I am not sure what I am looking for, but that I love this particular work so much that having various performances is nice as I listen to it a lot. I may eventually settle on different performances for my favorites among the movements, the third movement seeming to be the most difficult to get quite right from the perspective that (my hypothesis) it is much harder to create (and to some degree perform) good music for a slow piece than for a faster paced piece.

The 1937 Toscanini could be very interesting in that it likely would sound like a very old recording as I doubt that technology can clean up one that old very well. On the other hand, I read that Toscanini conducted the Ninth many times in his career and was working towards a definitive performance and finally at about the age of 85 made the recording (1952), so that one could be fantastic too.


----------



## Amfibius

Did you guys even read the OP's post? He said that he is looking for a period performance. What is period about Toscanini or Mehta?


----------



## Manxfeeder

TallPaul said:


> I am not sure what I am looking for, but that I love this particular work so much that having various performances is nice as I listen to it a lot.


I was just thinking, in my collection, at least, there is always room for another good 9th.

Personally, I'd describe the Toscanini 1952 as driven. He doesn't dwell on mysteries. Also, you can easily detect rhythm shifts in the music that others don't highlight. And the ability of the ensemble to cut off the same way is notable. The down side is, the recorded sound isn't great, even in the RCA set released in 2003. At least that's my two cents.


----------



## Itullian

Hogwood, Goodman for period instruments

for modern Bohm, dg
Solti first analog one Chicago
Karajan 77
Klemperer emi, stereo


----------



## SixFootScowl

Amfibius said:


> Did you guys even read the OP's post? He said that he is looking for a period performance. What is period about Toscanini or Mehta?

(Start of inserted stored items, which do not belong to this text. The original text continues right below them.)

PR #6783, opened 2023-04-05
Revise cost model for reasoner planner

krishnangovindraj:
We improve the cost-model for recursive rules from a 'worst-case' estimate to an 'average-case' one, enabling better informed planning. We also introduce a cost for the combining the results of reasoning within a conjunction - discouraging generating large permutations of cheap answers.

* Revises the upper-bound for the number of recursively inferable things from the product of the number of the vertices which could be involved to the square root of the product.
* Whenever we add a resolvable to a plan, we only used cost of evaluating that resolvable. Now, we also add the cost of combining the answers of the resolvable to the current answer sets the unextended plan would produce - This is equal to the estimate for all variables produced by the extended plan.

### DIFF
--- a/reasoner/planner/AnswerCountEstimator.java
+++ b/reasoner/planner/AnswerCountEstimator.java
@@ -165,7 +165,7 @@ public class AnswerCountEstimator {
             Variable bestScalingVar = scale.second().orElse(null);
             // Find scaling factor
             for (Variable v : model.variables) {
-                double ans = (double) Math.max(1,model.estimateAnswers(set(v)));
+                double ans = (double) Math.max(1, model.estimateAnswers(set(v)));
                 if (minVariableEstimate.containsKey(v) && minVariableEstimate.get(v) / ans < bestScaler) {
                     bestScaler = minVariableEstimate.get(v) / ans;
                     bestScalingVar = v;
@@ -228,6 +228,10 @@ public class AnswerCountEstimator {
             return Math.round(Math.ceil(answerEstimateFromCover(variables, cover)));
         }
 
+        public double answerSetSize() {
+            return answerEstimate(minVariableEstimate.keySet());
+        }
+
         private static double scaledEstimate(LocalModel model, Pair<Double, Optional<Variable>> scale, Set<Variable> estimateVariables) {
             assert scale.second().isPresent() || scale.first() == 1.0;
             Set<Variable> variables = new HashSet<>();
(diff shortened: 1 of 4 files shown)


reasoner/planner/AnswerCountEstimator.java
```diff
@@ -620,17 +629,31 @@ private LocalModel.RelationModel modelForRelation(RelationConstraint relationCon
...
+
+            double hasEdgeEstimate;
             if (correspondingConcludable != null) {
-                hasEdgeEstimate += estimateInferredAnswerCount(correspondingConcludable, set(hasConstraint.owner(), hasConstraint.attribute()));
                 attributeEstimate += attributesCreatedByExplicitHas(correspondingConcludable);
-                if (attributeEstimate != 0 && ownerEstimate < hasEdgeEstimate / attributeEstimate) {
+
+                double inferredHasEdgeCount = estimateInferredAnswerCount(correspondingConcludable, set(hasConstraint.owner(), hasConstraint.attribute()));
+
+                if (attributeEstimate != 0 && ownerEstimate < inferredHasEdgeCount / attributeEstimate) {
```
benjaminasmall, line 642: I see this existed before this change, but it always scares me to compare `double`s with `==0`.

krishnangovindraj: Makes sense. It used to be a long but I didn't update these.
I can do a sweep now. Is there an easier way to do it than `Math.abs(x-y) < EPS` ?

benjaminasmall: Only if you're confident about the sign.

krishnangovindraj: The sign of what?

benjaminasmall: Of `x-y`, such that you don't have to take the `abs()`. For example, in these cases, `attributeEstimate > 0.0` or `attributeEstimate > -epsilon` might suffice.

reasoner/planner/OrderingCoster.java
```diff
@@ -79,6 +84,11 @@ LocalAllCallsCosting createAllCallsCosting(ReasonerPlanner.CallMode callMode, Li
                 double allAnswersForUnrestrictedMode = answerCountEstimator.localEstimate(conjunctionNode.conjunction(), resolvable, resolvableMode);
                 double cyclicScalingFactor = projectionVars.isEmpty() && allAnswersForUnrestrictedMode != 0 ? 0.0 :
                         (double) estimator.answerEstimate(projectionVars) / allAnswersForUnrestrictedMode;
+
+                // Terrible overestimate. Let's take the square-root to be more realistic.
+                if (allAnswersForUnrestrictedMode != 0) {
+                    cyclicScalingFactor = Math.min(cyclicScalingFactor, Math.sqrt(allAnswersForUnrestrictedMode) / allAnswersForUnrestrictedMode);
```
krishnangovindraj, line 90: Need to decide if this is still needed, given we've revised the answer count itself.

flyingsilverfin (approved):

You are right, but... I sort of went beyond that (evolving thread I guess) and it was even I that first mentioned Toscanini. I am pretty much a novice, having listened to much classical in the early 80s, then not again until just a few months ago when I began building a CD collection. One of the first CDs I purchased was the Karajan Ninth. I do want to get the Fricsay on CD if for no other reason than it was my first and I would love to listen to that performance again. I am open to several more performances in my library. After all, when you can pick up a decent used CD for aroun $5-10, it's a bargain. I was paying that much for vinyl back in 1980 and I know a dollar was worth much more than. Hopefully I will get a couple good period performances and others.

I am enjoying the discussion and thanks all for your input.


----------



## itywltmt

I think the versions mentioned to date cover the top of the Hit Parade.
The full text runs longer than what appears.